### The input

PR #42, opened 2020-04-06
Fix piracy signatures using whitespaces not working

NeunEinser:
See https://github.com/mojira/arisa-kt/commit/9cce384da44760e3aed55b31183f37aea04546dc#r38319248

### DIFF
--- a/src/main/kotlin/io/github/mojira/arisa/modules/PiracyModule.kt
+++ b/src/main/kotlin/io/github/mojira/arisa/modules/PiracyModule.kt
@@ -27,7 +27,7 @@ class PiracyModule(
     }
 
     private fun assertContainsSignatures(piracySignatures: List<String>, matcher: String) = when {
-        piracySignatures.any { matcher.split("\\s+".toRegex()).contains(it) } -> Unit.right()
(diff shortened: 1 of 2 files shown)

### Goal of the exercise
Check how many lines in the entries contain "PiracyModule", and reply with that number alone.

### Answer
3